While standards for students in the region’s upper socioeconomic quintile rose over the past decade, there was little change in the lower quintile, where 70% of students failed to reach the most basic levels.

A more telling indicator of progress – or lack of it – is the minimal improvement in education. According to a recent survey of 65 mainly emerging countries worldwide by the Program for International Student Assessment (PISA), which ranks countries by their education standards, around half of Latin American 15-year-olds performed below the basic levels in math, science, and reading comprehension. While standards for students in the region’s upper socioeconomic quintile rose over the past decade, there was little change in the lower quintile, where 70% of students failed to reach the most basic levels.

In other words, half of all students in their final year of compulsory education, before entering the workforce, lack the minimum skills required by employers. For many graduates, these gaps will never be bridged in later life.

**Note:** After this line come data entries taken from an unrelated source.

PR #296, opened 2026-08-02
fix(vllm-omni): resolve HI3 DiT LoRA module names and fused-qkv layout

heguangxin:
> **Status: re-measured (2026-08-19).** The original diagnostics were on base `3a7330e` (~200 lines of LoRA-delivery drift since, in `patches/runtime.py` and `weight_sync/lora/*`). The `active_layers` result has now been re-measured as a fix-OFF vs fix-ON A/B on a live **TP8 vLLM-Omni HI3 it2i** training — `0/64 → 64/64` (details in Test Plan). **Caveat:** the re-measure ran on the extracted HI3-on-vLLM-Omni line (base `e1a814ff`, the two fix patches identical line-for-line to this head), **not a bare `main` HEAD** — that line ("the rest") is not on `main` yet, so a bare HEAD cannot bring this training up. `noise_pred` MAE was not re-measured this round. The namespace miss itself is confirmed still present on `8d77a54`.

## Summary

Two patches in `vllm_omni/patches/runtime.py`, both wrapping `DiffusionLoRAManager._get_lora_weights`:

* `patch_dit_hi3_lora_module_alias()` — after the stock name returns `None`, retries `transformer.layers.*` as `model.layers.*`.
* `patch_dit_hi3_fused_qkv_lora_layout()` — de-interleaves GQA-packed fused `qkv_proj` LoRA-B before it reaches vLLM's merged qkv linear. Every path that cannot establish the layout declines _and warns_, deduplicated by reason so a 64-layer model yields at most three lines; returning the interleaved weights quietly is the corruption this patch exists to prevent.

The repack refuses to install unless the alias is already installed: reversed, the alias would wrap the repack instead of feeding it, silently leaving qkv interleaved. Both patches are needed — the alias alone fixes `o_proj` and leaves `qkv_proj` wrong.

**The bug.** On HunyuanImage-3 the DiT LoRA never reached the vLLM-Omni rollout engine, and failed silently: training kept updating an adapter the sampler never consumed, so the engine sampled the frozen base model. Reward stays flat, nothing raises. The read-back that exists to catch this does not run either — `sync.verify` defaults to `False` (`weight_sync/lora/base.py:80`) and no HI3 recipe enables it. Turning it on does not help yet: at TP>1 the read-back returns only rank 0's reply and fails the same verification's rank-count check, which a companion PR fixes.

**Why engine-side and not config.** `RemoteLoraWeightSync` applies `sync.param_prefix` once in `LoraWeightSyncBase._extract()`, then pushes that one keyed copy into both HI3 engines. One value, two consumers that want opposite things: AR holds the decoder at `model.layers.*` while the trainer's `trainable_module()` yields `layers.*`, so `param_prefix: "model."` bridges that correctly; DiT is registered as `transformer.layers.*` and its stock lookup strips `transformer.` and asks for the bare `layers.*`. Neither value is wrong and no single value satisfies both, so the correction belongs in the only component that knows it is the DiT engine. The other `param_prefix: "model."` models (`qwen3_5`, `qwen3_omni`, `qwen_vl`) each have one AR consumer; HI3 is the only model pushing one adapter into two differently-named engines.

**Why #140 does not cover the second half.** `patch_ar_merged_lora_fused_tensor` hooks `MergedQKVParallelLinearWithLoRA.set_lora`, a vLLM layer entry point. The DiT stage resolves adapters through `DiffusionLoRAManager._get_lora_weights` and never reaches that `set_lora`, so fused `qkv_proj` stays GQA-interleaved and every delta lands on the wrong output rows. The diagnostic base already contained #140 and DiT qkv was still wrong. Rather than add a second implementation, this hoists #140's `_deinterleave_gqa` to a module-level `_deinterleave_fused_qkv_lora_b` shared by both hooks. The AR path keeps the same behaviour — the helper moved verbatim, and the shim only drops a now-redundant local `import torch`.

## Related Issue

N/A.

## Test Plan

* `SKIP=no-commit-to-branch pre-commit run --files unirl/rollout/engine/vllm_omni/patches/runtime.py` — all hooks pass.
* `python -m py_compile` over the changed file — clean.
* **Re-measurement (2026-08-19), fix-OFF vs fix-ON A/B**, the only variable being whether the two patches install (env gate). Live TP8 vLLM-Omni HI3 it2i (EditReward) training; a per-slot read-back over the 64 hi3 DiT `transformer.layers.*.{qkv_proj,o_proj}` resolutions:
  * **fix OFF** (patches skipped): `resolved=0, missed=64` → **`active_layers 0/64`** — reproduces the bug, every hi3 DiT LoRA lookup misses.
  * **fix ON** (patches installed): `resolved=64, missed=0` → **`active_layers 64/64`** — fix works.
  * With fix ON, `ratio = exp(HF_replay_logp − vLLM_rollout_logp)` stayed `0.9996–0.9999` across 20 rollouts (the two forwards agree once LoRA is actually synced). At rollout 1 both arms show `ratio≈1` because the adapter is still zero-init, which is exactly why `active_layers` (an install-time signal) is the discriminating metric, not `ratio`.
  * Base `e1a814ff` (extracted HI3-on-vLLM-Omni line; fix identical line-for-line to this head), **not** bare `main` HEAD — see Status caveat. `noise_pred` MAE not re-measured this round.
* Earlier diagnostics (base `3a7330e`, with a pre-fix control). Per-rank figures required added read-back instrumentation, since `collective_rpc` returns only rank 0:
   * `active_layers` `0/64 → 64/64`, `active_slices` `0/128 → 128/128`, every TP rank.
   * HF-vs-vLLM `noise_pred` MAE `~0.38 → 0.06–0.09`, i.e. down to the base-precision gap between the two forwards.

## Compatibility / Risk

No config, recipe, checkpoint or public API change. No-op for every non-HI3 modality: the alias fires only after the stock lookup returns `None` and only for `transformer.layers.*`; the repack fires only on `.qkv_proj` with a 3-way `output_sizes` matching `lora_b`. Repo-wide the only LoRA recipes targeting `qkv_proj` are the three HI3 ones (`hi3_it2i`, `hi3_vllmomni`, `hi3_vllmomni_veomni_ep`); the other diffusion backbones target separate `q`/`k`/`v` projections. The AR shim is touched only by that hoist; its behaviour is unchanged.

## Reviewer Notes

* **Re-measurement done** (`active_layers 0/64 → 64/64`, 2026-08-19). It ran on the extracted HI3-on-vLLM-Omni line (base `e1a814ff`), **not** a bare `main` HEAD, because that training line is not on `main` yet; if a bare-HEAD run is a hard requirement, the HI3 vLLM-Omni training line must land first. The `active_layers` read-back used for it is a throwaway diagnostic, not part of this PR.
* The per-rank read-back this PR's evidence relies on is itself fixed by a companion PR; before that lands, `sync.verify: true` at TP>1 fails on the rank count rather than on anything here.
* Extracted from an in-progress HI3 it2i-on-vLLM-Omni line; the rest (direct DiT-only it2i adapters, batched rollout, TP-split replicas) follows separately.

## Checklist

* I reviewed the changed code and removed unrelated/generated artifacts.
* I updated tests, docs, and configs where needed, or explained why not.


CjhHa1 (approved):
LGTM

PR #294, opened 2026-08-02
fix(rollout): guard agentic sync and deterministic diffusion eval

haonan3:
## Summary
- make `AsyncAgenticRolloutEngine.sync_weights()` the single Agentic push/version transaction, reject sync while a drive is live, and log each successful sync on the driver
- route async and partial Agentic resume/boundary sync sites through that guarded transaction
- make deterministic diffusion eval (`eval_eta <= 0`) a pure-ODE request by clearing the SDE gate and scheduler

The earlier batch-engine version-ledger and resident-policy eval changes have been removed. Batch AR/diffusion policy-version semantics are handled by #310; eval there keeps the current-policy contract (`P=U` at the hard boundary).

The weakness in Latin America’s education systems reinforces a less rosy view of its economic success in recent years – one that attributes strong performance mainly to favorable external conditions, not improved productivity. Indeed, if measured by skill levels rather than income, the region’s social and economic achievements – including the much-vaunted expansion of the new middle class – are far more tenuous than previously assumed.

The consequences of an uneducated labor force are alarming. Workers are either forced into the informal sector, where basic workplace protections are absent, or they become reliant on state handouts, creating fertile ground for populist politicians and criminals. The boom did little to reduce crime, and may even have contributed to it by attracting those who felt unfairly excluded from the rising prosperity around them.

The region’s economies are now cooling and incomes are flattening, and low-cost capital inflows will no longer encourage public- and private-sector consumption. Tougher economic conditions in Latin America, and in the world economy generally, will eventually force spending back into line with earnings, causing economic upheaval, rending the social safety net, frustrating hopes of a better life, and leading inevitably to social unrest.

If this scenario is to be avoided, political leaders must take a long view of economic growth. Essential to this is an understanding that a fair and prosperous society needs young people who are educated to the standards required of a modern workforce. If a good education remains the preserve of the elite, no amount of irrational exuberance will be able to mask the long-term threat to economic growth and political stability.